Monday, March 23, 2009

Memoir (Revised)

Memoir

By Matt Carroll

 

It says take one daily, as needed.

            I stepped off the train with my briefcase in hand. It’s funny how such an item fits perfectly in my hand and conceals all my secrets, but it was a beautiful day and that’s something I wouldn’t forget. Even when I accidently bumped into a stranger holding a newspaper he apologized to me first, and we both went on our way with smiles, and that was worth recalling in this city. I continue my walk, my long coat swaying in the bitter cold morning fog, and I miss my wife. I haven’t seen her in—I couldn’t tell you how long—because she was away on business in Baltimore, or maybe it was Boston? 

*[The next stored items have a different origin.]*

PR #122, opened 2019-09-19
Remove useless `BUNDLE_GEMFILE` from `Dockerfile`

ybiquitous:
The `BUNDLE_GEMFILE` environment variable in `Dockerfile` has been used to prevent `Bundler::GemFileNotFound` raised by `Bundler::LockfileParser`.

However, this change adds a workaround to prevent the error, so the environment variable is unnecessary.
I think we should avoid too much usage of environment variables because they could produce unexpected behaviors.


lib/runners/ruby/gem_installer.rb
```diff
@@ -48,11 +48,11 @@ def install!
...
 
-          shell.push_env_hash env_hash do
-            versions = Bundler::LockfileParser.new(lockfile_path.read).specs.each.with_object({}) do |spec, versions|
-              versions[spec.name] = spec.version.version
-            end
+          versions = LockfileParser.parse(lockfile_path.read).specs.each_with_object({}) do |spec, versions|
+            versions[spec.name] = spec.version.version
+          end
 
+          shell.push_env_hash env_hash do
```
ybiquitous: `push_env_hash` affects ONLY on the usage of `shell.capture3`. This behavior seems confusing to me, so I put `LockfileParser` out of the block.

PR #123, opened 2019-09-19
Use `Processor#analyzer_version` in its sub-classes and normalize version strings of Go tools

ybiquitous:


ybiquitous:
This PR will change Go tools' versions. Is this breaking? What do you think? @yykamei 

image

https://circleci.com/gh/sider/runners/8117

ybiquitous:
Thanks for your review. These version string is internal data, so not breakign.

ybiquitous:
This PR is not refactoring when fixing Go tools' versions, so I modified the PR title.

            The sights and sounds of the city are worth remembering. The buses drive so closely to the sidewalk that when they pass my coat ruffles and I have to readjust it. I have to pull down one of the corners of my collar on my coat and while doing so I drop my briefcase. Luckily the latch keeps it shut. Maybe it’s my age, but I feel clumsier as the days pass. I pick up my briefcase and note all the faces of people as I go by. Some held journals they were going to read at work, a cup of coffee, and others have briefcases like mine, but no one has a case that was as sleek as my leather cover and shining handle.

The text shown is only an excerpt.